● **REQUIRED ACTION**: Every entry in the listing below has to be given again exactly.

- - - - - - -

PR #6050, opened 2025-10-30
Use relative script imports in `1-script/` examples

lihaoyi:
This should ensure that the imports work even if the scripts gets downloaded or copy-pasted somewhere else

### DIFF
--- a/example/javalib/basic/1-script/FooTest.java
+++ b/example/javalib/basic/1-script/FooTest.java
@@ -1,5 +1,5 @@
 //| extends: [mill.script.JavaModule.Junit4]
-//| moduleDeps: [Foo.java]
+//| moduleDeps: [./Foo.java]
 //| mvnDeps:
 //| - "com.google.guava:guava:33.3.0-jre"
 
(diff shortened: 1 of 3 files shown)


example/javalib/basic/1-script/FooTest.java
```diff
@@ -1,5 +1,5 @@
 //| extends: [mill.script.JavaModule.Junit4]
-//| moduleDeps: [Foo.java]
+//| moduleDeps: [./Foo.java]
```
lefou, line 2: Looks like we should be handle this automatically.

lihaoyi: The current design follows the Node.js model, where `./foo` is relative while `foo` is absolute. Not sure if that's the best way to do it, but after reviewing a bunch of import styles that was the one that looked best

lefou: Interesting. What exactly does absolute mean here? Since OS absolute path typically start with `/`.

lihaoyi: in our case absolute relative to the `workspaceRoot`, same in Node.js I think

lefou: That's an unusual pattern in the JVM ecosystem, IMHO, esp. in Scala, where even `import mill` means a potentially relative path, unless you write `import _root_.mill`.

PR #6053, opened 2025-10-30
Fix Scala Native link logs in server-client mode

lolgab:
The Scala Native toolchain uses its own threads to print using the logger. System.err on Scala Native threads doesn't have the Mill setup to forward the output to the client. So we store Console.err at the beginning of the task (in the Mill thread) which has the correct setup and use that reference to log. This way logs always reach the terminal correctly. Port for Scala Native of the following Scala.js related Pull Request: https://github.com/com-lihaoyi/mill/pull/5845


lefou (commented):
Looks good to me. Do you think we can add a test here too? 

We could just expect some tooling output in some of the existing  integration tests to make sure we capture the output.

lefou (approved):

lefou:
Thank you, Lorenzo!

PR #6061, opened 2025-10-30
Remove stale script module resolution code

lihaoyi:
Fixes https://github.com/com-lihaoyi/mill/issues/6059

This code was hanging around from an earlier iteration of the config-based/script module design (https://github.com/com-lihaoyi/mill/pull/5836), where we loaded config-based modules dynamically, and caused the spurious resolution attempts and stack traces linked above. Since config-based modules are now done during codegen and not resolved dynamically, we can remove this extra resolution logic and simplify the code paths substantially

### DIFF
--- a/libs/script/src/ScriptModuleInit.scala
+++ b/libs/script/src/ScriptModuleInit.scala
@@ -151,7 +151,7 @@ object ScriptModuleInit
       scriptFileString: String,
       resolveModuleDep: String => Option[mill.Module]
   ) = {
-    val workspace = mill.api.BuildCtx.workspaceRoot
+    mill.api.BuildCtx.workspaceRoot
 
     mill.api.BuildCtx.withFilesystemCheckerDisabled {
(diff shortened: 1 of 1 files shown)


core/eval/src/mill/eval/EvaluatorImpl.scala
```diff
@@ -25,12 +25,7 @@ final class EvaluatorImpl private[mill] (
     private[mill] val allowPositionalCommandArgs: Boolean,
     private[mill] val selectiveExecution: Boolean = false,
     private val execution: Execution,
-    scriptModuleResolver: (
-        String,
-        String => Option[mill.Module],
-        Boolean,
-        Option[String]
-    ) => Seq[Result[mill.api.ExternalModule]]
+    scriptModuleResolver: (String, String => Option[Module]) => Seq[Result[ExternalModule]]
```
lefou, line 28: Could you opportunistically use a named tuple, since it make the code immediately more readable.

- - - - - - -

● **TASK ANSWER**:
PR #6050, opened 2025-10-30
Use relative script imports in `1-script/` examples

lihaoyi:
This should ensure that the imports work even if the scripts gets downloaded or copy-pasted somewhere else

### DIFF
--- a/example/javalib/basic/1-script/FooTest.java
+++ b/example/javalib/basic/1-script/FooTest.java
@@ -1,5 +1,5 @@
 //| extends: [mill.script.JavaModule.Junit4]
-//| moduleDeps: [Foo.java]
+//| moduleDeps: [./Foo.java]
 //| mvnDeps:
 //| - "com.google.guava:guava:33.3.0-jre"
 
(diff shortened: 1 of 3 files shown)


example/javalib/basic/1-script/FooTest.java
```diff
@@ -1,5 +1,5 @@
 //| extends: [mill.script.JavaModule.Junit4]
-//| moduleDeps: [Foo.java]
+//| moduleDeps: [./Foo.java]
```
lefou, line 2: Looks like we should be handle this automatically.

lihaoyi: The current design follows the Node.js model, where `./foo` is relative while `foo` is absolute. Not sure if that's the best way to do it, but after reviewing a bunch of import styles that was the one that looked best

lefou: Interesting. What exactly does absolute mean here? Since OS absolute path typically start with `/`.

lihaoyi: in our case absolute relative to the `workspaceRoot`, same in Node.js I think

lefou: That's an unusual pattern in the JVM ecosystem, IMHO, esp. in Scala, where even `import mill` means a potentially relative path, unless you write `import _root_.mill`.

PR #6053, opened 2025-10-30
Fix Scala Native link logs in server-client mode

lolgab:
The Scala Native toolchain uses its own threads to print using the logger. System.err on Scala Native threads doesn't have the Mill setup to forward the output to the client. So we store Console.err at the beginning of the task (in the Mill thread) which has the correct setup and use that reference to log. This way logs always reach the terminal correctly. Port for Scala Native of the following Scala.js related Pull Request: https://github.com/com-lihaoyi/mill/pull/5845


lefou (commented):
Looks good to me. Do you think we can add a test here too? 

We could just expect some tooling output in some of the existing  integration tests to make sure we capture the output.

lefou (approved):

lefou:
Thank you, Lorenzo!

PR #6061, opened 2025-10-30
Remove stale script module resolution code

lihaoyi:
Fixes https://github.com/com-lihaoyi/mill/issues/6059

This code was hanging around from an earlier iteration of the config-based/script module design (https://github.com/com-lihaoyi/mill/pull/5836), where we loaded config-based modules dynamically, and caused the spurious resolution attempts and stack traces linked above. Since config-based modules are now done during codegen and not resolved dynamically, we can remove this extra resolution logic and simplify the code paths substantially

### DIFF
--- a/libs/script/src/ScriptModuleInit.scala
+++ b/libs/script/src/ScriptModuleInit.scala
@@ -151,7 +151,7 @@ object ScriptModuleInit
       scriptFileString: String,
       resolveModuleDep: String => Option[mill.Module]
   ) = {
-    val workspace = mill.api.BuildCtx.workspaceRoot
+    mill.api.BuildCtx.workspaceRoot
 
     mill.api.BuildCtx.withFilesystemCheckerDisabled {
(diff shortened: 1 of 1 files shown)


core/eval/src/mill/eval/EvaluatorImpl.scala
```diff
@@ -25,12 +25,7 @@ final class EvaluatorImpl private[mill] (
     private[mill] val allowPositionalCommandArgs: Boolean,
     private[mill] val selectiveExecution: Boolean = false,
     private val execution: Execution,
-    scriptModuleResolver: (
-        String,
-        String => Option[mill.Module],
-        Boolean,
-        Option[String]
-    ) => Seq[Result[mill.api.ExternalModule]]
+    scriptModuleResolver: (String, String => Option[Module]) => Seq[Result[ExternalModule]]
```
lefou, line 28: Could you opportunistically use a named tuple, since it make the code immediately more readable.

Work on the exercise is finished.